TV commercials get their volume turned down

Starting on Thursday, new federal rules go into effect that prohibit TV commercials from being too loud. Who says the government never gets anything done?

U.S. lawmakers passed the Commercial Advertisement Loudness Mitigation (or CALM) Act in 2010, giving the Federal Communications Commission the power to crack down on excessive commercial volume. The FCC adopted loudness rules on December 13, 2011, and allowed a grace period of one year to begin enforcement.

The rules, which apply to broadcasters and pay TV providers such as Comcast and Verizon, state that commercials may not exceed the average volume of actual programming.

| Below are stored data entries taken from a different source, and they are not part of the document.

PR #599, opened 2019-08-10
Sigma index fix

psolstice:
## PR intention
It's possible for the block that removed from the blockchain to be re-inserted back later. This PR fixes rare condition of not re-adding spends and mints into the index after such operation

## Code changes brief
In CSigmaState::RemoveBlock() clearing mints and spends from the block index should not be done


levonpetrosyan93:
But if we remove a block and connect another block anyway this to containers are being cleared in ConnectBlockSigma function.

riordant:
LGTM

PR #600, opened 2019-08-12
Change version in "commits since last version" badge

catchingknives:
## PR intention
Change version in "commits since last version" badge

## Code changes brief
Last PR was still based on 0.13.8.2. Now needs to be update with every release!


riordant:
As discussed, in order to avoid having to change the tag here for every release, it should point to `latest` rather than the explicit tag number. I have done this in the latest commit

PR #601, opened 2019-08-12
Dump wallet tests for Sigma and ZeroCoin

FreakyMaryk:
## PR intention
There were two tests added:
* check import and dump wallet works proper with sigma
* check import and dump wallet works proper with zerocoin


FreakyMaryk:
@riordant Could you pls take a look, cause now tests failing for some reason. I am making investigation, but it would be faster if you will take a look also.

qa/rpc-tests/wallet_dumpsigma.py
```diff
@@ -0,0 +1,84 @@
...
+        self.setup_clean_chain = False
+
+    def setup_nodes(self):
+        # This test requires mocktime
+        enable_mocktime()
+        return start_nodes(self.num_nodes, self.options.tmpdir)
+
+    def run_test(self):
+        getcontext().prec = 6
+        self.nodes[0].generate(401)
```
ultimaweapon: Test framework already generated 200 blocks for us when `setup_clean_chain` is `False` so we can reduce this number fo `201`.

qa/rpc-tests/wallet_dumpsigma.py
```diff
@@ -0,0 +1,84 @@
...
+        self.nodes[0].mint("{0:.2f}".format(3*denom_sum))
+        self.nodes[0].generate(6)
+
+        # spend, single confirmation
+        self.nodes[0].spendmany("", {'THAYjKnnCsN5xspnEcb1Ztvw4mSPBuwxzU': denom_sum})
+        self.nodes[0].generate(1)
+
+        #make unconfirmed mints and spends
+        #self.nodes[0].mint(denom_sum)
+        #self.nodes[0].spendmany("", {'THAYjKnnCsN5xspnEcb1Ztvw4mSPBuwxzU': denom_sum})
```
ultimaweapon: Why do we keep the above commented code?

qa/rpc-tests/wallet_dumpsigma.py
```diff
@@ -0,0 +1,84 @@
...
+        os.remove(self.options.tmpdir + "/node0/regtest/wallet.dat")
+        start_node(0, self.options.tmpdir)
+
+        self.nodes[0].importwallet(tmpdir + "/node0/wallet.unencrypted.dump")
+
+        exp_sigma_mints = self.nodes[0].listsigmamints()
+        exp_sigma_unspentmints = self.nodes[0].listunspentsigmamints(100)
+        exp_sigma_spendsigmas = self.nodes[0].listsigmaspends(100)
+
+        assert_equal(exp_sigma_unspentmints, exp_sigma_unspentmints)
```
ultimaweapon: One of operands is wrong.

qa/rpc-tests/wallet_dumpsigma.py
```diff
@@ -0,0 +1,84 @@
...
+        self.nodes[0].spendmany("", {'THAYjKnnCsN5xspnEcb1Ztvw4mSPBuwxzU': denom_sum})
+        self.nodes[0].generate(1)
+
+        #make unconfirmed mints and spends
+        #self.nodes[0].mint(denom_sum)
+        #self.nodes[0].spendmany("", {'THAYjKnnCsN5xspnEcb1Ztvw4mSPBuwxzU': denom_sum})
+
+        #get list of unspent mints and spends, mints
+        sigma_mints = self.nodes[0].listsigmamints()
+        sigma_unspentmints = self.nodes[0].listunspentsigmamints(100)
```
ultimaweapon: I think this one will give the empty `sigma_unspentmints` due to we want at least 100 confirmation but the mints we just generated had only 7 confirmations.

qa/rpc-tests/wallet_dumpzerocoin.py
```diff
@@ -0,0 +1,82 @@
...
+
+    def setup_nodes(self):
+        # This test requires mocktime
+        enable_mocktime()
+        return start_nodes(self.num_nodes, self.options.tmpdir)
+
+    def run_test(self):
+        getcontext().prec = 6
+        self.nodes[0].generate(101)
+        self.sync_all()
```
ultimaweapon: We should not need the above 2 lines due to the same reason as before.

src/wallet/rpcdump.cpp
```diff
@@ -723,6 +748,30 @@ UniValue dumpwallet(const UniValue& params, bool fHelp)
...
+        file << strprintf("%s ", zerocoinEntry.denomination); // denomination
+        file << strprintf("%s ", zerocoinEntry.randomness.GetHex()); // randomness
+        file << strprintf("%s ", zerocoinEntry.serialNumber.GetHex()); // serialNumber
+        file << strprintf("%d ", zerocoinEntry.IsUsed); // IsUsed
+        file << strprintf("%s ", zerocoinEntry.nHeight); // nHeight
+        file << strprintf("%s ", zerocoinEntry.id); // id
+        if(!zerocoinEntry.ecdsaSecretKey.empty()){
+            uint256 ecdsaSecretKey;
+            std::copy(&zerocoinEntry.ecdsaSecretKey[0], &zerocoinEntry.ecdsaSecretKey[32], ecdsaSecretKey.begin());
+            file << strprintf("%s ", ecdsaSecretKey.GetHex()); // ecdsaSecretKey
```
ultimaweapon: There is `HexStr` function so we don't need to use this way.

src/wallet/rpcdump.cpp
```diff
@@ -723,6 +748,30 @@ UniValue dumpwallet(const UniValue& params, bool fHelp)
...
+
+    // Begin dump Zerocoins
+    list <CZerocoinEntry> listZerocoinEntries;
+    CWalletDB walletdb(pwalletMain->strWalletFile);
+    walletdb.ListPubCoin(listZerocoinEntries);
+
+    for (auto& zerocoinEntry : listZerocoinEntries) {
+        file << "zerocoin=1 ";
+        file << strprintf("%s ", zerocoinEntry.value.GetHex()); // value
+        file << strprintf("%s ", zerocoinEntry.denomination); // denomination
```
ultimaweapon: This does not seems right to use `%s` with denomination.

src/wallet/rpcdump.cpp
```diff
@@ -723,6 +748,30 @@ UniValue dumpwallet(const UniValue& params, bool fHelp)
...
+        file << strprintf("%s ", zerocoinEntry.randomness.GetHex()); // randomness
+        file << strprintf("%s ", zerocoinEntry.serialNumber.GetHex()); // serialNumber
+        file << strprintf("%d ", zerocoinEntry.IsUsed); // IsUsed
+        file << strprintf("%s ", zerocoinEntry.nHeight); // nHeight
```
ultimaweapon: Same here.

src/wallet/rpcdump.cpp
```diff
@@ -723,6 +748,30 @@ UniValue dumpwallet(const UniValue& params, bool fHelp)
...
+        file << strprintf("%s ", zerocoinEntry.id); // id
```
ultimaweapon: Same here.

src/wallet/rpcdump.cpp
```diff
@@ -462,67 +464,88 @@ UniValue importwallet(const UniValue& params, bool fHelp)
...
+            zerocoinEntry.denomination = stoi(vstr[2]);
+            zerocoinEntry.randomness.SetHex(vstr[3]);
+            zerocoinEntry.serialNumber.SetHex(vstr[4]);
+            zerocoinEntry.IsUsed = stoi(vstr[5]);
+            zerocoinEntry.nHeight = stoi(vstr[6]);
+            zerocoinEntry.id = stoi(vstr[7]);
+            if(vstr.size()>8){
+                uint256 ecdsaSecretKey;
+                ecdsaSecretKey.SetHex(vstr[8]);
+                zerocoinEntry.ecdsaSecretKey = std::vector<unsigned char>(ecdsaSecretKey.begin(),ecdsaSecretKey.end());
```
ultimaweapon: We need to update this once we change to use `HexStr`.

qa/rpc-tests/wallet_dumpsigma.py
riordant: Good point.

qa/rpc-tests/wallet_dumpsigma.py
riordant: No reason, it's an oversight. Will remove

qa/rpc-tests/wallet_dumpsigma.py
riordant: Correct. I have changed the number of confs to `1`.

qa/rpc-tests/wallet_dumpsigma.py
riordant: Correct

src/wallet/rpcdump.cpp
riordant: Can you clarify what you mean?

src/wallet/rpcdump.cpp
```diff
@@ -475,9 +475,7 @@ UniValue importwallet(const UniValue& params, bool fHelp)
             zerocoinEntry.nHeight = stoi(vstr[6]);
             zerocoinEntry.id = stoi(vstr[7]);
             if(vstr.size()>8){
-                uint256 ecdsaSecretKey;
-                ecdsaSecretKey.SetHex(vstr[8]);
-                zerocoinEntry.ecdsaSecretKey = std::vector<unsigned char>(ecdsaSecretKey.begin(),ecdsaSecretKey.end());
+                zerocoinEntry.ecdsaSecretKey = std::vector<unsigned char>(vstr[8].begin(),vstr[8].end());
```
ultimaweapon: This is not right. `vstr[8]` is a hex string, not binary. We need to convert it to binary first. We can use `ParseHex` function to convert hex string to binary.

PR #610, opened 2019-08-13
Showing fee when spending to yourself

levonpetrosyan93:


src/qt/transactionrecord.cpp
```diff
@@ -61,14 +68,14 @@ QList<TransactionRecord> TransactionRecord::decomposeTransaction(const CWallet *
...
-
+            
             if (mine) {
                 sub.involvesWatchAddress = mine & ISMINE_WATCH_ONLY;
                 if (ExtractDestination(txout.scriptPubKey, address) && IsMine(*wallet, address))
                 {
                     sub.type = TransactionRecord::SpendToSelf;
                     sub.address = CBitcoinAddress(address).ToString();
-                    sub.credit = txout.nValue;
+                    sub.credit = -(nTxFee / nOuts);
```
ultimaweapon: This will produce an incorrect value if we spend to our address and other address in the same transaction. My idea is we should follow normal transaction behavior. What it does for normal transaction is it will append fee to the first recipient. Take a look here for it logic https://github.com/zcoinofficial/zcoin/blob/master/src/qt/transactionrecord.cpp#L168

My idea for how to handle spend to yourself is:

- If all recipients are our then show only one entry with debit by fee.
- If there is at least one other recipient then we will add fee to the debit of that entry. For our addresses in this case just show as credit.

levonpetrosyan93: OK! Let's follow to your suggestions.

src/qt/transactionrecord.cpp
```diff
@@ -53,30 +53,56 @@ QList<TransactionRecord> TransactionRecord::decomposeTransaction(const CWallet *
...
-            isminetype mine = wallet->IsMine(txout);
+        }
 
+        if(isAllToMe){
             TransactionRecord sub(hash, nTime);
             CTxDestination address;
+            sub.involvesWatchAddress = ISMINE_WATCH_ONLY;
+            if (ExtractDestination(wtx.vout[0].scriptPubKey, address) && IsMine(*wallet, address)) {
+                sub.type = TransactionRecord::SpendToSelf;
+                sub.address = CBitcoinAddress(address).ToString();
```
ultimaweapon: I think we should not show only the first address. My idea is:

1. If there is one output then just show it address.
2. If there is more than one outputs. We have two choices here:
    1. Show all addresses separated by some symbol (e.g. `,`). For me this is the best choice.
    2. Just show something like `Multiple addresses`.

src/qt/transactionrecord.cpp
```diff
@@ -53,30 +53,56 @@ QList<TransactionRecord> TransactionRecord::decomposeTransaction(const CWallet *
...
+                sub.credit = -nTxFee;
```
ultimaweapon: I think this is not right. It should be `sub.debit = -nTxFee;` instead.

src/qt/transactionrecord.cpp
```diff
@@ -53,30 +53,56 @@ QList<TransactionRecord> TransactionRecord::decomposeTransaction(const CWallet *
...
+                TransactionRecord sub(hash, nTime);
+                CTxDestination address;
+
+                if (mine) {
+                    sub.involvesWatchAddress = mine & ISMINE_WATCH_ONLY;
+                    if (ExtractDestination(txout.scriptPubKey, address) && IsMine(*wallet, address)) {
+                        sub.type = TransactionRecord::SpendToSelf;
+                        sub.address = CBitcoinAddress(address).ToString();
+                        sub.credit = txout.nValue;
+                        parts.append(sub);
```
ultimaweapon: We forgot to set `sub.idx`.

src/qt/transactionrecord.cpp
```diff
@@ -53,30 +53,56 @@ QList<TransactionRecord> TransactionRecord::decomposeTransaction(const CWallet *
...
+                    ExtractDestination(txout.scriptPubKey, address);
+                    sub.type = TransactionRecord::SpendToAddress;
                     sub.address = CBitcoinAddress(address).ToString();
-                    sub.credit = txout.nValue;
+                    sub.debit = -txout.nValue;
+                    if (first) {
+                        sub.debit -= nTxFee;
+                        first = false;
+                    }
                     parts.append(sub);
```
ultimaweapon: Same here.

src/qt/transactionrecord.cpp
levonpetrosyan93: We were not setting it previously too.

src/qt/transactionrecord.cpp
levonpetrosyan93: Looks you are correct.

src/qt/transactionrecord.cpp
levonpetrosyan93: Agree

src/qt/transactionrecord.cpp
levonpetrosyan93: sub.credit = -nTxFee; this way in transaction list it is shown red, I think better to keep this;

src/qt/transactionrecord.cpp
```diff
@@ -53,30 +53,56 @@ QList<TransactionRecord> TransactionRecord::decomposeTransaction(const CWallet *
...
+                isAllToMe = false;
+                break;
             }
-            isminetype mine = wallet->IsMine(txout);
+        }
 
+        if(isAllToMe){
             TransactionRecord sub(hash, nTime);
             CTxDestination address;
+            sub.involvesWatchAddress = ISMINE_WATCH_ONLY;
```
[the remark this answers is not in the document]
levonpetrosyan93: fixed.

src/qt/transactionrecord.cpp
```diff
@@ -57,23 +57,35 @@ QList<TransactionRecord> TransactionRecord::decomposeTransaction(const CWallet *
...
+            } else if (!txout.scriptPubKey.IsSigmaMint()) {
+                CTxDestination address;
+                ExtractDestination(txout.scriptPubKey, address);
+                if (firstAddress) {
+                    addresses.append(CBitcoinAddress(address).ToString());
+                    firstAddress = false;
+                } else
+                    addresses.append(", " + CBitcoinAddress(address).ToString());
             }
+            if(mine == ISMINE_WATCH_ONLY)
```
ultimaweapon: This is not right. It should be `&` instead of `==`.

src/qt/transactionrecord.cpp
ultimaweapon: Yes. It is a bug from the previous code. Could you fix it with this PR? This PR already working on this part so we don't need another PR to fix it.

PR #1045, opened 2021-06-21
Adding private balance value into getBalance rpc result

levonpetrosyan93:


a-bezrukov (approved):

psolstice (changes requested):
My suggestion is instead of modifying existing RPC (and losing ability to get transparent balance with RPC call) we add another RPC to get private balance

psolstice (approved):

a-bezrukov (approved):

In other words, advertisers can't simply crank the volume on their ads to shock viewers into paying attention. To come up with the rules, the FCC relied on guidelines from the Advanced Television Systems Committee, an industry group.

Keep in mind that the FCC's rules don't apply to the difference in volume between channels or between programs, nor do they set a cap on volume. Their only goal is to keep things consistent for any given TV show, so you needn't fiddle with the volume when commercials come on. Viewers who think spotted a loud commercial may now file a complaint with the FCC.

I remember writing about this issue elsewhere more than three years ago, when the CALM Act was moving through Congress, so it's hard to believe that something's finally come of it.

In the meantime, the tech industry has stepped up with its own solutions, such as Dolby Volume and SRS TruVolume, which have been integrated into TVs and stereo systems, so there's a chance you've already been spared from excessively loud commercials. And as Engadget notes, even the FCC has said that complaints have declined since 2009, when the measures were originally proposed. Still, the government's own rules are better late than never, and should keep us from being disturbed when we're just trying to doze off in front of the tube.